Mais bon, j’en reviens à mon sujet. Entre les deux matches, on avait eu droit à un entracte d’un goût douteux et d’une tristesse infinie, si vous voulez mon avis. Ils n’avaient rien trouvé de mieux que de faire monter sur le terrain un petit groupe de futurs soldats fraîchement recrutés qui allaient prêter allégeance à l’armée américaine devant 70.000 spectateurs marris. Les jeunes gars (pas de filles dans le groupe, faut croire comme je le disais plus haut que la pub n’avait pas fait mouche chez les nénettes) étaient tous habillés de noir et avaient été placés en rang face à la tribune centrale dans laquelle nous nous trouvions. Devant eux, un adjudant de mes fesses, comme dit Brel dans la chanson, les avait d’abord fait gesticuler en aboyant quelques ordres primaires, puis les avaient harangués sur le thème du devoir sacré, de la discipline et de la grandeur de l’armée. Moi, j’étais tétanisé. Je suivais tout cela avec mes jumelles. Et en y regardant de près, je puis vous dire qu’ils étaient tous vachement colorés, les futurs petits soldats. Tous noirs ou hispaniques. On était loin de la jeunesse dorée de la photo  » citizen / soldier « , croyez moi. Plutôt des jeunes des banlieues, attirés par les promesses faciles de financement de leurs études universitaires, une fois leur service achevé, ou tout simplement des jeunes désœuvrés, paumés, à la poursuite d’un grand rêve à l’américaine. A la fin de cette triste mascarade, ils avaient dû, l’un après l’autre, prêter serment devant un stade comble qui se demandait si c’était du lard et du cochon.
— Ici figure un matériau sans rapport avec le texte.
PR #693, opened 2018-04-20
WIP TraceContext propagation handler

adriancole:
I paired with @tylerbenson so thanks for the help.

Very early so don't read too much into how the code is shaped until comments suggest otherwise

See also https://github.com/openzipkin/zipkin4net/issues/200 cc @bgrainger

### DIFF
--- a/brave/src/main/java/brave/propagation/TraceContext.java
+++ b/brave/src/main/java/brave/propagation/TraceContext.java
@@ -518,7 +518,7 @@ public final class TraceContext extends SamplingFlags {
       String missing = "";
       if (traceIdHigh == 0L && traceId == 0L) missing += " traceId";
       if (spanId == 0L) missing += " spanId";
-      if (!"".equals(missing)) throw new IllegalArgumentException("Missing :" + missing);
+      if (!"".equals(missing)) throw new IllegalArgumentException("Missing:" + missing);
       return new TraceContext(
         flags, traceIdHigh, traceId, localRootId, parentId, spanId, ensureImmutable(extraList)
       );
--- a/brave/src/main/java/brave/propagation/TraceContext.java
+++ b/brave/src/main/java/brave/propagation/TraceContext.java
@@ -518,7 +518,7 @@ public final class TraceContext extends SamplingFlags {
       String missing = "";
       if (traceIdHigh == 0L && traceId == 0L) missing += " traceId";
       if (spanId == 0L) missing += " spanId";
-      if (!"".equals(missing)) throw new IllegalArgumentException("Missing:" + missing);
+      if (!"".equals(missing)) throw new IllegalArgumentException("Missing :" + missing);
       return new TraceContext(
         flags, traceIdHigh, traceId, localRootId, parentId, spanId, ensureImmutable(extraList)
       );
--- a/propagation/w3c/RATIONALE.md
+++ b/propagation/w3c/RATIONALE.md
@@ -1,0 +1,62 @@
+# brave-propagation-w3c rationale
+
+## Trace Context Specification
+
+### Why do we write a tracestate entry?
+We write both "traceparent" and a "tracestate" entry for two reasons. The first is due to
+incompatibility between the "traceparent" format and our trace context. This is described in another
+section.
+
+The other reason is durability across hops. When your direct upstream is not the same tracing
+system, its span ID (which they call parentId in section 3.2.2.4) will not be valid: using it will
+break the trace. Instead, we look at our "tracestate" entry, which represents the last known place
+in the same system.
+
+### What is supported by Brave, but not by traceparent format?
+
+#### `SamplingFlags` can precede a trace
+B3 has always had the ability to influence the start of a trace with a sampling decision. For
+example, you can propagate `b3=0` to force the next hop to not trace the request. This is used for
+things like not sampling health checks. Conversely, you can force sampling by propagating `b3=d`
+(the debug flag). `traceparent` requires a trace ID and a span ID, so cannot propagate this.
+
+#### `TraceIdContext` (trace ID only)
+Amazon trace format can propagate a trace ID prior to starting a trace, for correlation purposes.
+`traceparent` requires a trace ID and a span ID, so cannot a trace ID standalone.
+
+#### Not yet sampled/ deferred decision
+B3 and Amazon formats support assigning a span ID prior to a sampling decision. `traceparent` has no
+way to tell the difference between an explicit no and lack of a decision, as it only has one bit
+flag.
+
+#### Debug flag
+B3 has always had a debug flag, which is a way to force a trace even if normal sampling says no.
+`traceparent` cannot distinguish between this and a normal decision, as it only has one bit flag.
+
+#### Trace-scoped sampling decision
+`traceparent` does not distinguish between a hop-level or a trace scoped decision in the format.
+This means that traces can be broken as it is valid to change the decision at every step (which
+breaks the hierarchy). This is the main reason why we need a separate `tracestate` entry.
+
+### Why serialize the trace context in two formats?
+
+The "traceparent" header is only portable to get the `TraceContext.traceId()` and
+`TraceContext.spanId()`. Section 3.2.2.5.1, the sampled flag, is incompatible with B3 sampling. The
+format also lacks fields for `TraceContext.parentId()` and `TraceContext.debug()`. This requires us
+to re-serialize the same context in two formats: one for compliance ("traceparent") and one that
+actually stores the context (B3 single format).
+
+The impact on users will be higher overhead and confusion when comparing the sampled value of
+"traceparent" which may be different than "b3".
+
+### Why is traceparent incompatible with B3?
+
+It may seem like incompatibility between "traceparent" and B3 were accidental, but that was not the
+case. The Zipkin community held the first meetings leading to this specification, and were directly
+involved in the initial design. Use cases of B3 were well known by working group members. Choices to
+become incompatible with B3 (and Amazon X-Ray format) sampling were conscious, as were decisions to
+omit other fields we use. These decisions were made in spite of protest from Zipkin community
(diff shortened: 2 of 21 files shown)


adriancole:
I will move this to openzipkin-contrib repo at some point. It is too early to put this into brave and I also have less confidence the spec until there are others implementing it.

adriancole:
https://github.com/w3c/distributed-tracing is a decent place to consider

adriancole:
fyi this is on pause still as there's a discussion that significantly affects portability pending. We don't have the resources to thrash the impl so waiting on a decision to finalize with ideally a quorum of diverse input.

https://github.com/w3c/distributed-tracing/issues/167

adriancole:
@SergeyKanzhelev do you mind a quick mention of the status of the w3c tracecontext. I see it is working draft on the github repo, but then also see some pull requests for review. How stable are things? are there any public endpoints available to interop with?

adriancole:
I will rebase this again

adriancole:
rebased

adriancole:
some things that changed since this was done:
* tracestate encoding is more complex as characters such as `@` are now allowed. I've noticed some using a more expensive regex approach to split on account of this.
* there's a version in the header now, oddly 00 eventhough the spec is final now.
* there are a lot of MUST in the spec for things that were opposite before. For example, you have to handle mixed case, which will be silly in messaging for the reasons we already know about.
* odd things like traceparent field for span id renamed to parent id, which conflicts conceptually with B3 with no mention about B3 of course. super strange behavior as using simply "id" could have been done if the word span was problematic. anyway like all the above regressions, this is water under the bridge.

adriancole:
here's the published version, several days ago. we should watch out to see which errata are accepted (eg if version 00 is errata or intentional) https://www.w3.org/TR/trace-context-1/

iotw recommend if someone wants to pick this up, to wait a few days for errata

adriancole:
looks like people settled on version double-zero. Also the implementation expectations are extremely low, like just map b3 to traceparent and push tracestate https://github.com/jaegertracing/jaeger-client-java/pull/694

that in mind, I'll happily check this off and push the same parity.

adriancole:
I rebased this and renamed the thing to "w3c" as I can't imagine us wanting to add another module for correlation-context later. Also, I wrote in the README the implementation rationale, which is made to survive multiple systems.

later, I'll scan for spec drift and rally for merge.

adriancole:
backfilled traceparent tests as that format didn't change much. next is to manage the drift on tracestate which is a lot more permissive than last time.

adriancole:
I will redo the traceparent stuff following this as it is faster and has better logging https://github.com/openzipkin/brave/pull/1114

adriancole:
rewrote the traceparent parser based on recent work committed for b3 single (thanks to @anuraaga for the epic review on that).

This fully supports the traceparent spec now, including edge cases like forward versions. next step is to redo the tracestate parser.

propagation/w3c/src/main/java/brave/propagation/w3c/TraceparentFormat.java
```diff
@@ -0,0 +1,297 @@
...
+
+  static byte[] asciiToNewByteArray(char[] buffer, int length) {
+    byte[] result = new byte[length];
+    for (int i = 0; i < length; i++) {
+      result[i] = (byte) buffer[i];
+    }
+    return result;
+  }
+
+  static final ThreadLocal<WeakReference<TraceContext.Builder>> BUILDER_REF = new ThreadLocal<>();
```
adriancole: TODO: I've not analyzed benchmarks with vs without, yet, but it should help reduce allocations without resorting to internal code. Also, we need to add the classloader test which would break if you switch to non weak ref.

propagation/w3c/RATIONALE.md
```diff
@@ -0,0 +1,62 @@
...
+#### `TraceIdContext` (trace ID only)
+Amazon trace format can propagate a trace ID prior to starting a trace, for correlation purposes.
+`traceparent` requires a trace ID and a span ID, so cannot a trace ID standalone.
+
+#### Not yet sampled/ deferred decision
+B3 and Amazon formats support assigning a span ID prior to a sampling decision. `traceparent` has no
+way to tell the difference between an explicit no and lack of a decision, as it only has one bit
+flag.
+
+#### Debug flag
```
adriancole: TODO: I forgot to add the (actual) parent ID. the traceparent labels span ID parent ID (it is so confusing.. if span was a bad word, just say ID :P). traceparent does not record the parent ID of the context propagated, basically.

propagation/w3c/src/main/java/brave/propagation/w3c/TraceparentFormat.java
adriancole: it sincerely didn't help

adriancole:
started on tracestate key generation. it took a bit to understand the validation rules. hats off to @anuraaga for the tip to parse with a boolean array as it is faster than the usual approach https://github.com/netty/netty/pull/9896

adriancole:
tracestate key parsing numbers from latest commit:

```
Benchmark                                                     Mode  Cnt  Score   Error   Units
TracestateFormatBenchmarks.validateKey_brave_longest_basic   thrpt   15  5.168 ± 0.061  ops/us
TracestateFormatBenchmarks.validateKey_brave_longest_tenant  thrpt   15  4.056 ± 0.018  ops/us
TracestateFormatBenchmarks.validateKey_regex_longest_basic   thrpt   15  0.401 ± 0.013  ops/us
TracestateFormatBenchmarks.validateKey_regex_longest_tenant  thrpt   15  0.414 ± 0.011  ops/us
```

adriancole:
ok tracestatekey algo done.. need to go back and cite the sections of the spec and add logging for the various failure cases.

```
Benchmark                                                     Mode  Cnt  Score   Error   Units
TracestateFormatBenchmarks.validateKey_brave_longest_basic   thrpt   15  5.265 ± 0.035  ops/us
TracestateFormatBenchmarks.validateKey_brave_longest_tenant  thrpt   15  5.127 ± 0.021  ops/us
TracestateFormatBenchmarks.validateKey_regex_longest_basic   thrpt   15  0.375 ± 0.033  ops/us
TracestateFormatBenchmarks.validateKey_regex_longest_tenant  thrpt   15  0.425 ± 0.009  ops/us
```

adriancole:
added all the validation rules and assertions so that when a `tracestate` header arrives with a malformed key, there's a chance to know what is wrong.

Tomorrow I will work on the value parsing and integrating the logic written today (it isn't in the tracestate value parsing loop yet)

brave/src/main/java/brave/propagation/TraceContext.java
```diff
@@ -278,6 +278,17 @@ public String spanIdString() {
       extra = context.extra;
     }
 
+    public final Builder clear() {
```
adriancole: TODO: revert this as it is wasn't needed

samukce:
hi @adriancole, do you need a hand on this?

adriancole:
@samukce would be helpful, sure.. there's some things to follow-up on.. I think maybe need a checklist, but will mention for now.

1. somewhere there's a debate about how many `@` can be present or if it will be ok to allow any. We should delete all the special cases around "tenant" if they decided that way..
2. the next step here was parsing tracestate, however the code we'd make here is code we already need upstream for dynamic baggage. I'd be less inclined to progress until the other is done. One way you can hasten things is to review any PRs that mention baggage in any way, become acclimated with the codebase as it will be what powers tracestate. You may find opportunities to contribute to make that quicker also.

sg?

adriancole:
@samukce also in front of this is getting secondary sampling working on the baggage apis. the main thing is to get everything aligned so that the apis we use here also work for secondary sampling etc. a bit of up front work, but it is slowly coming together later https://github.com/openzipkin-contrib/zipkin-secondary-sampling

adriancole:
as far as I know there won't be a constraint on at signs, so it is far easier to parse now https://github.com/w3c/trace-context/pull/386

adriancole:
started reworking this over latest master. next step: take out the unnecessary `@` logic

propagation/w3c/src/test/java/brave/propagation/w3c/TraceContextPropagationTest.java
```diff
@@ -0,0 +1,123 @@
...
+    request.put("traceparent", validTraceparent);
+    request.put("tracestate", "b3=" + validB3Single + "," + otherState);
+
+    assertThat(extractor.extract(request)).hasToString(
+        "Extracted{"
+            + "traceContext=" + sampledContext + ", "
+            + "samplingFlags=SAMPLED_REMOTE, "
+            + "extra=[tracestate: " + otherState + "]"
+            + "}");
+  }
```
adriancole, line 91: thanks to @anuraaga for all the advice, this is much more intuitive now, and especially useful for partially deconstructed formats like this.

adriancole:
Annoyingly, trace-context defines some strange whitespace rules. Ex

`tracestate: key=          value` where `          value` is actually the value per the spec. 

https://github.com/w3c/trace-context/issues/409

I don't expect them to fix this so I wrote a parser that can deal with it. 

once this is in I can finish up https://github.com/openzipkin/brave/pull/1193

adriancole:
@anuraaga @samukce I think Brave now has what's needed to do this with the least cruft. As such, once 5.12 is out I'll cut a new openzipkin-contrib repository named brave-w3c with this as "initial commit" referencing this issue in order to retain history. After that, I'll close this PR.

In that repo, we can carry forward the rest of it decoupled from Brave releases, allow people to experiment while details in w3c are still fluid.

adriancole:
@anuraaga @samukce as people are often confused by HTTP encoding rules, I summarized the relationship with our APIs here https://github.com/openzipkin/brave/pull/1205

adriancole:
https://github.com/openzipkin-contrib/brave-propagation-w3c will carry this on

Si nous avions assisté à un match des Houston Texans (l’équipe de football américain de Houston), je suis sur que le public aurait apprécié ce type de divertissement, et applaudi à tout rompre. Mais là, l’ambiance dans le stade était glaciale, à peine s’il y avait eu quelques timides applaudissements. Il faut dire que la toute grosse majorité des spectateurs était hispanique ou européenne, venue là pour faire la fête à Ronaldinho et à ses copains, pas du tout pour assister à un spectacle de propagande militariste.

Le spectacle désolent s’était terminé en queue de poison, les jeunes gars étaient rentrés dans les vestiaires dans un silence macabre, et moi je me sentais tout tristounet en pensant que ces types allaient sans doute se retrouver sous peu sur le sol irakien ou afghan, ou dieu sait dans quelle autre démocratie-minute imaginée par un apprenti sorcier dans le confort de son bureau de Washington.

Heureusement, l’intermède militaire avait été vite oublié lorsque Ronaldinho, Messi, Van Bommel et consorts avaient fait leur entrée sur le terrain. Le spectacle était grandiose, le ballon virevoltait d’un côté à l’autre du terrain à une vitesse folle. A la surprise générale, Barcelone avait été malmené par les Mexicains, qui menaient encore 4-2 à cinq minutes de la fin.

C’était à ce moment qu’on avait quitté le stade, malgré les protestations de Tom et Julie. C’est que je ne voulais pas me retrouver coincé dans les embouteillages monstres de l’après-match. Plus tard dans la soirée, on avait appris que le Barça avait égalisé dans les toutes dernières secondes, grâce notamment à un coup de génie de Ronaldinho. Cela m’avait fait plaisir pour lui, car il m’avait vraiment séduit, non seulement par son jeu, mais davantage encore par son sourire et sa simplicité. Il y avait tellement de chaleur et de sincérité qui transparaissait dans son sourire. Pourtant là où il est aujourd’hui, il pourrait vraiment se permettre de regarder tout le monde de très haut… Ça, c’est un vrai sourire ! On devrait peut-être suggérer à l’armée américaine de l’engager pour ses prochaines affiches de marketing…  😉

Une réponse à « Engagez-vous, qu’ils disaient ! »

  1. Avatar de chantalhemroulle
    chantalhemroulle

    B…..de M…..il m’avait échappé celui là….!!!
    Et c’est ma copine micheline qui me l’a pointée….je veux parler de l’affiche…et du commentaire que tu en fais …..il manque juste en asterisque ,en petits caractères ,comme dans les contrats d’assurance ….un encart quoi ,le « stade 3 » de la métamorphose du jeune wasp :une belle housse et un drapeau américain plié en beau petit coussinet triangulaire….
    Encore 1 fois bravo pour la narration!
    PS:c’est un dimanche tout gris où j’en profite pour feuilleter votre road book!!bisous!!